The method used in `calculate_free_energy.py` is the same as the protocol suggested by Dr. Bussi in  [Check.ipynb](https://github.com/wehs7661/lambda_MetaD_questions/blob/master/archived_questions/210314_questions/Method_1/Check.ipynb). `calculate_free_energ.py` has more lines just to monitor memory usage, print organized results, make the calculation more memory efficient, and fix corrupted PLUMED output files, etc. Assuming the arguments passed by the command shown above, `calculate_free_energy.py` performs the method by following the steps below: 
- **Step 1**: Modify the `HILLS_2D` file and save as `HILLS_2D_modified`
  - With `-a 0.2`, we average the last 20% of the biasing potential using the function `average_bias` (which is basically the same as the function `time_average` in `Check.ipynb`). The function updates the second last column (`height`) dataframe read from `HILLS_2D` (the HILLS file of the simulation).
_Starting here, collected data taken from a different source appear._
PR #18103, opened 2024-05-30
Compaction hash

serathius:
Found a bug in compaction hash consistency check when there are multiple concurrent compaction it discards  hashes from them.

Need to add a test.


chaochn47:
> Found a bug in compaction hash consistency check when there are multiple concurrent compaction it discards hashes from them.

Maybe I lack context on this, but isn't compaction is schedued in the store fifo queue so there are no concurrent compactions in theory. 

https://github.com/etcd-io/etcd/blob/eb9bfaa983554748841bc06fd1f6ae14e87d99e4/server/mvcc/kvstore.go#L263

Is it a correct understanding?

serathius:
> Is it a correct understanding?

From backend perspective yes, I meant from client perspective they can schedule multiple requests. They will be put into job queue and executed consecutively.

PR #18107, opened 2024-06-01
Improve e2e error reporting

serathius:
cc @fuweid @jmhbnz @MadhavJivrajani @siyuanfoundation

### DIFF
--- a/pkg/expect/expect.go
+++ b/pkg/expect/expect.go
@@ -193,7 +193,7 @@ func (ep *ExpectProcess) ExpectFunc(ctx context.Context, f func(string) bool) (s
 
 		select {
 		case <-ctx.Done():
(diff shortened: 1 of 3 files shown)


pkg/expect/expect.go
```diff
@@ -193,7 +193,7 @@ func (ep *ExpectProcess) ExpectFunc(ctx context.Context, f func(string) bool) (s
 
 		select {
 		case <-ctx.Done():
-			return "", fmt.Errorf("failed to find match string: %w", ctx.Err())
+			return "", fmt.Errorf("context done before to found matching log")
```
jmhbnz, line 196: Sentence is a bit hard to understand, perhaps:
```suggestion
			return "", fmt.Errorf("context done before matching log found")
```

serathius:
Fixed the comments

Issue #18902, opened 2024-11-16
Generate modern sbom formats when releasing etcd


idunbarh:
### What would you like to be added?

I'd like to contribute SBOM generation to the release process of this project in both cyclonedx and spdx formats.

I'm part of https://github.com/CISA-SBOM-Community/SBOM-Generation thats building reference implementations for "good" SBOM generation and we thought etcd would be a great candidate.

### Why is this needed?

SBOMs are becoming a common part of software releases because they provide insight into what dependencies are used in a project. This allows better vulnerability management.

jmhbnz:
Hi @idunbarh many thanks for raising this and volunteering. For background we last touched the SBOM process for etcd in https://github.com/etcd-io/etcd/issues/15747 and the process essentially relies on a very antiquated approach to generate the json file https://github.com/etcd-io/etcd/blob/main/bill-of-materials.json.

Adopting new cyclonedx and spdx format support is definitely something I would support.  We would need to still retain the old json format sbom process in the stable release branches until the next minor release at least in order to not break any existing processes but I am very keen to forge ahead implementing this in `main` initially.

cc @ivanvc, @ahrtr, @serathius  for any further thoughts on this.

/assign @idunbarh

jmhbnz:
/retitle Generation modern sbom formats when releasing etcd

ivanvc:
I think this is a great idea. I spoke with @puerco (sig release) regarding this at KubeCon.

ahrtr:
Thanks for raising this discussion. The json format of [SPDX](https://spdx.dev/) seems a better choice to me. The only minor concern is that [SBOM-Generation](https://github.com/CISA-SBOM-Community/SBOM-Generation) is implemented with Python. It means that we have to get python installed in contributors' dev environment to update SBOM.

Alternatives:
- https://github.com/anchore/syft
- generate a tool based on https://github.com/spdx/tools-golang

ahrtr:
> I'll use syft for this implementation.

Do you mean https://github.com/anchore/syft? If yes, then looks good to me.

jmhbnz:
Discussed during sig-etcd triage meeting. Checking in, @idunbarh are you still keen to work on this?

jmhbnz:
Discussed during sig-etcd triage meeting, opening this up for other contributors given the time passed and adding help wanted.

vivekpatani:
@jmhbnz can be assigned to me.

jmhbnz:
[...]

PR #19467, opened 2025-02-22
scripts/updatebom: remove unnecessary mod override

ivanvc:
The `GOFLAGS=-mod=mod` environment variable is not required, as that's the default mode. This code was likely copied from the tests, where `GOFLAGS` is set to `-mod=readonly`. So, executing the tool needs to override `mod`, as per the documentation, it tends to modify the `go.mod` file.

Spun off from: #19423.

### DIFF
--- a/scripts/updatebom.sh
+++ b/scripts/updatebom.sh
@@ -14,7 +14,7 @@ function bom_fixlet {
   # shellcheck disable=SC2207
   modules=($(modules_for_bom))
 
-  if GOFLAGS=-mod=mod run_go_tool "github.com/appscodelabs/license-bill-of-materials" \
+  if run_go_tool "github.com/appscodelabs/license-bill-of-materials" \
       --override-file ./bill-of-materials.override.json \
       "${modules[@]}" > ./bill-of-materials.json.tmp; then
     cp ./bill-of-materials.json.tmp ./bill-of-materials.json


serathius (approved):

ahrtr:
please rebase this PR and mark it ready to review, thx

ivanvc:
There are a couple of obscure failures in the BOM generation. Finding a way to reproduce it was difficult, but I found an issue running this tool in a clean environment. Running the following command from the main branch, makes the bom generation fail:

```
docker run --rm -w /workspace -v $PWD:/workspace --entrypoint /bin/bash gcr.io/k8s-staging-test-infra/kubekins-e2e:v20250212-16f67660c2-master -c 'git config --global --add safe.directory /workspace && make verify-bom'
```

This simulates running `verify-bom` (and `scripts/updatebom.sh`) in a clean environment. The workaround I used when implementing the Go workspace was to run `go mod download` across all the submodules to avoid downloading dependencies when running the check.

I opened and immediately drafted this pull request because there's another obscure error that I haven't been able to reproduce in the `verify` job: https://prow.k8s.io/view/gs/kubernetes-ci-logs/pr-logs/pull/etcd-io_etcd/19467/pull-etcd-verify/1893448496992751616.

I believe the error here may be something similar, but haven't had the chance to verify it.

In theory, removing `GOFLAGS=-mod=mod` shouldn't affect, but it's making the script fail.

IMHO, ideally, we should stop building the BOM with this tool and switch to a modern SBOM generation tool (#18902).

PR #19469, opened 2025-02-23
etcdctl: fix json output

### LINKED ISSUE #19262: Enhance  `etcdctl member` commands to support printing clusterID and memberID in hex
### Bug report criteria

- [x] This bug report is not security related, security issues should be disclosed privately via [etcd maintainers](mailto:etcd-maintainers@googlegroups.com).

### What happened?

I ran `etcdctl member add -w json --hex=true`, with the aim of extracting the newly added member ID for use with `etcdctl member promote later`. However, the member ID was printed as decimal:

```
> etcdctl member add test-node --peer-urls=https://10.16.36.111:2380 --learner=true -w json --hex=true
{"header":{"cluster_id":8614491861582198852,"member_id":9202843606982955899,"raft_term":2},"member":{"ID":12981492951526344977,"peerURLs":["https://10.16.36.111:2380"],"isLearner":true},"members":[{"ID":677637297205855628,"name":"etcd-i-0287724fa565aba47","peerURLs":["https://10.16.43.142:2380"],"clientURLs":["https://10.16.43.142:2379"]},{"ID":9202843606982955899,"name":"etcd-i-0a11bcfc6be104246","peerURLs":["https://10.16.33.50:2380"],"clientURLs":["https://10.16.33.50:2379"]},{"ID":12981492951526344977,"peerURLs":["https://10.16.36.111:2380"],"isLearner":true},{"ID":16455373321881049425,"name":"etcd-i-0e6aa2e540fd3c248","peerURLs":["https://10.16.36.53:2380"],"clientURLs":["https://10.16.36.53:2379"]}]
```

This does not match the behaviour of `etcdctl member list -w json --hex=true`, which prints the member IDs in hexadecimal, compatible for use with other `etcdctl` commands.

I expect `etcdctl member add ... -w json --hex=true` to print the IDs in hexadecimal, just like `etcdctl member list` does.

Run the following command (the new member doesn't actually ever have to join the cluster, it can be immediately deleted afterwards):

```bash
etcdctl member add test-node --peer-urls=https://10.16.36.111:2380 --learner=true -w json --hex=true
```

_No response_

<details>

```console
$ etcd --version
etcd Version: 3.5.15
Git SHA: 9a5533382
Go Version: go1.21.12
Go OS/Arch: linux/arm64

$ etcdctl version
etcdctl version: 3.5.15
API version: 3.5
```

</details>

<details>

</details>

<details>

```console
# paste output here

# paste output here
```

</details>

### Relevant log output

```Shell

```

## Summary
- `etcdctl member add`: https://github.com/etcd-io/etcd/pull/19469
- `etcdctl member list`:  https://github.com/etcd-io/etcd/pull/20264

kstrifonoff:
Fix #19262 

Example output of `etcdctl member add test-node --learner=true --peer-urls=http://127.0.0.1:22380 --write-out json --hex` command:
### Before:
```json
{
  "header": {
    "cluster_id": 14841639068965178418,
    "member_id": 10276657743932975437,
    "raft_term": 2
  },
  "member": {
    "ID": 17436648322565278587,
    "peerURLs": ["http://127.0.0.1:22380"],
    "isLearner": true
  },
  "members": [
    {
      "ID": 10276657743932975437,
      "name": "default",
      "peerURLs": ["http://localhost:2380"],
      "clientURLs": ["http://localhost:2379"]
    },
    {
      "ID": 17436648322565278587,
      "peerURLs": ["http://127.0.0.1:22380"],
      "isLearner": true
    }
  ]
}
```
### After
```json
{
  "header": {
    "cluster_id": "cdf818194e3a8c32",
    "member_id": "8e9e05c52164694d",
    "raft_term": 2
  },
  "member": {
    "ID": "5bdeb7bdb679126b",
    "peerURLs": ["http://127.0.0.1:22380"],
    "isLearner": true
  },
  "members": [
    {
      "ID": "5bdeb7bdb679126b",
      "peerURLs": ["http://127.0.0.1:22380"],
      "isLearner": true
    },
    {
      "ID": "8e9e05c52164694d",
      "name": "default",
      "peerURLs": ["http://localhost:2380"],
      "clientURLs": ["http://localhost:2379"]
    }
  ]
}
```


ivanvc:
Hi @kstrifonoff, thanks for the pull request. I'm respectful to the original contributor who asked to work on this. Our guideline is to re-assign after a week of no answer when asking a contributor for updates.

A couple of suggestions by quickly looking at the code.

1. The imports contain a lint error. Running `make verify-lint` locally will show you the error.
2. The code doesn't have unit tests for this, but there's an e2e test, `TestCtlV3MemberListWithHex`. I think the test should pass, but adding your new cases would be good.
3. I suggest reviewing the code from `printKV`. I think it would be better to follow that implementation approach, i.e., there would be less repetition with the if conditions.

Thanks again for your pull request :)

kstrifonoff:
Hi @ivanvc , 

I’ve made some changes to my initial suggestions based on your feedback. 

Now, the “JSON with Hex” implementation is just a slight extension of the default “printJSON” implementation. I think it should probably be moved into the “utils” package. 

Here are a few things I noticed: 

1. The implementation assumes marshalling back and forth the default JSON string, which can be inefficient, but I assume it’s still okay for the CLI. 
2. Also, the current approach makes it easy to add “json with hex” output for all the rest of commands that support JSON output. 
3. I’m not sure what kind of end-to-end test should be done here. What should it cover? It’s also not clear to me what the current end-to-end test actually checks.

ivanvc:
> I’m not sure what kind of end-to-end test should be done here. What should it cover? It’s also not clear to me what the current end-to-end test actually checks.

The e2e tests already exist, my suggestion is to expand them to cover the new cases you added: https://github.com/etcd-io/etcd/blob/9f1709e015640838269bfbecae9ee2be41b47939/tests/e2e/ctl_v3_member_test.go#L206

kstrifonoff:
hi @ivanvc 
Could you give it another look? I’ve made a few changes since we last spoke. The initial solution had a bug, so I’ve fixed it.

I’ve also fixed all the remaining `member` and existing `endpoint` commands. Now, you can also use them with `json` and `hex` output.
I’ve also extended the e2e tests as suggested. 

Let me know if you have any questions!

kstrifonoff:
@ivanvc just a friendly reminder: could you please review this once you have some time?

kstrifonoff:
/cc @fuweid 

Could you please review this PR?

etcdctl/ctlv3/command/printer_json.go
```diff
@@ -36,65 +34,187 @@ func newJSONPrinter(isHex bool) printer {
 	}
 }
 
-func (p *jsonPrinter) EndpointHealth(r []epHealth) { printJSON(r) }
-func (p *jsonPrinter) EndpointStatus(r []epStatus) { printJSON(r) }
-func (p *jsonPrinter) EndpointHashKV(r []epHashKV) { printJSON(r) }
+type (
+	HexStatusResponse pb.StatusResponse
```
fuweid, line 38: Thanks for filing this refactor change.
Would you please add one method `MemberAdd` to `jsonPrinter` to fix that issue first?
Basically, we don't involve refactor change in bugfix. It's easy to review and maintain.
Thanks!

kstrifonoff: @fuweid it makes sense. I’ve removed the extra code. Could you please check it again?

If it looks good, let’s talk about how to refactor the rest of the code.

ahrtr:
thx for the contribution. But it seems that you introduced an inconsistent way as one existing implementation,

https://github.com/etcd-io/etcd/blob/b3b9e986e037727a53ea08e5d7f8672cd5397fc7/etcdctl/ctlv3/command/printer_json.go#L43-L60

Also this is a generic problem, other commands have similar problem, but you only fixed `MemberAddResponse`. 

It'd be good that we have a overall plan on how to resolve the json output problem for all commands in a consistent way.

ahrtr:
thx for the clarification. 

Breaking down changes into smaller PRs is good. Please clarify your plan in https://github.com/etcd-io/etcd/issues/19262 ( I just reopened it) and get approval first (please bring it to our community meeting. Note: I am supportive on it). Afterwards,  then resolve other commands one by one per the plan.

ahrtr:
> Another comment is that there is no test. Could you also add a unit test for each command you updated?

Also please provide example outputs before and after the change for reference/comparison in each PR (including this one).

etcdctl/ctlv3/command/printer_json.go
```diff
@@ -47,6 +79,7 @@ func (p *jsonPrinter) MemberList(r clientv3.MemberListResponse) {
 		printJSON(r)
 	}
 }
+func (p *jsonPrinter) MemberAdd(r clientv3.MemberAddResponse) { p.printJSON(r) }
```
ahrtr, line 85: I think we can construct a fake `MemberAddResponse` object, and call this method directly to ensure that it generates the expected output with and without `--hex`.

We also need to make similar change for some other commands. So let's make this PR as a good example for following PRs to follow.

ahrtr:
Overall looks good with a comment (adding unit test) https://github.com/etcd-io/etcd/pull/19469#discussion_r2144585903

Please also list all the commands which we need to make similar change in the issue, so that we don't miss any one of them.

etcdctl/ctlv3/command/printer_json.go
kstrifonoff: hi @ahrtr 
just to confirm: this comment is your suggestion how could I implement the unit test; you are good with current implementation and you don't want me to change it. is this correct?

ahrtr: It would be better to implement the unit test in this PR, so that any following PRs can just follow this PR as mentioned above.

You can add a field nested `io.Writer` into `jsonPrinter`, and set it to `os.Stdout` by default. In your unit test, you can change it to `bytes.Buffer`, so that it's easier to verify the output.

kstrifonoff: I understand your point.

However, it also requires modifying the rest of the code to explicitly use that writer instead of `os.Stdout`.

For instance, the signature of `printJSON` method should be changed, therefore I'll also need to change other lines of code where it is used:
```go
func (p *jsonPrinter) EndpointHealth(r []epHealth) { printJSON(r) }
func printJSON(v any) {
	b, err := json.Marshal(v)
	if err != nil {
		fmt.Fprintf(os.Stderr, "%v\n", err)
		return
	}
	fmt.Println(string(b))
}
```
->
```go
func (p *jsonPrinter) EndpointHealth(r []epHealth) { printJSON(p.w, r) }
func printJSON(w io.Writer, v any) {
	b, err := json.Marshal(v)
	if err != nil {
		fmt.Fprintf(os.Stderr, "%v\n", err)
		return
	}
	fmt.Fprintln(w, string(b))
}
```


Should I create a kind of "pre-requisite" PR where I’ll simply add and use the writer explicitly? This way, the changes will remain small and manageable.

ahrtr: > Should I create a kind of "pre-requisite" PR where I’ll simply add and use the writer explicitly?

Sounds good to me. Pls feel free to deliver a separate PR for that. thx

ahrtr:
pls rebase this PR instead of merging main into your dev branch. Also pls consider adding an unit test as mentioned in https://github.com/etcd-io/etcd/pull/19469#discussion_r2144585903

kstrifonoff:
> pls rebase this PR instead of merging main into your dev branch. 

@ahrtr Thanks for the comment. In any case, I intend to squash all the commits in this branch once I complete the tasks before submitting the PR for re-approval. In such a scenario, I believe it doesn’t matter whether I rebase or merge.

However, I believe it might be worthwhile to convert this to a draft until then.

ahrtr (approved):
LGTM & thx

Elbehery:
@ivanvc did @kstrifonoff address your review ?

PR #19470, opened 2025-02-23
refactor: use a more straightforward return value

beforetech:
use a more straightforward return value


beforetech:
Thanks for your review.

serathius (approved):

We then write this updated dataframe as `HILLS_2D_modified`.
- **Step 2**: Calculate the unbiasing weight based on the time-averaged biasing potential
  - The code first runs plumed driver with the input file `plumed_sum_bias.dat` to sum up the heights in `HILLS_2D_modified`. Specifically, plumed driver reads in `COLVAR` and `HILLS_2D_modified`, calculates the biasing potential averaged over the last 20% of the simulation (by summing up the heights in `HILLS_2D_modified`), and output `COLVAR_SUM_BIAS`. In `COLVAR_SUM_BIAS`, the last column `metad.bias` is the time-averaged bias, which will be subtracted with its maximum later in the function `block_boostrap` to serve as the unbiasing weight for reweighting. 
  - For System 2, below is the content of `plumed_sum_bias.dat`:

In [3]:
%%bash
cat System_2/plumed_sum_bias.dat

theta: READ FILE=COLVAR VALUES=theta IGNORE_TIME IGNORE_FORCES
lambda: READ FILE=COLVAR VALUES=lambda IGNORE_TIME IGNORE_FORCES

METAD ...
ARG=theta,lambda 
SIGMA=0.5,0.0001     # small SIGMA ensure that the Gaussian approaximate a delta function
HEIGHT=0     
PACE=50000000    
GRID_MIN=-pi,0   # index of alchemical states starts from 0
GRID_MAX=pi,19   # we have 20 states in total
GRID_BIN=100,19
TEMP=298
BIASFACTOR=60
LABEL=metad    
FILE=HILLS_2D_modified
RESTART=YES
... METAD

PRINT STRIDE=1 ARG=theta,lambda,metad.bias FILE=COLVAR_SUM_BIAS


- **Step 3**: Perform block boostrap to calculate the free energy difference and the corresponding uncertainty
  - Lastly, the code performs block boostrap by running the function `block_bootstrap`, which is basically the same as the function `analyze` in `Check.ipynb`. 
  - In this case, the function first truncates the first 30% of the CV time series and then perform bootstrapping. 

## Free energy calculations of System 2

As a result, we have the following free energy estimates given different average fractions and truncation fractions.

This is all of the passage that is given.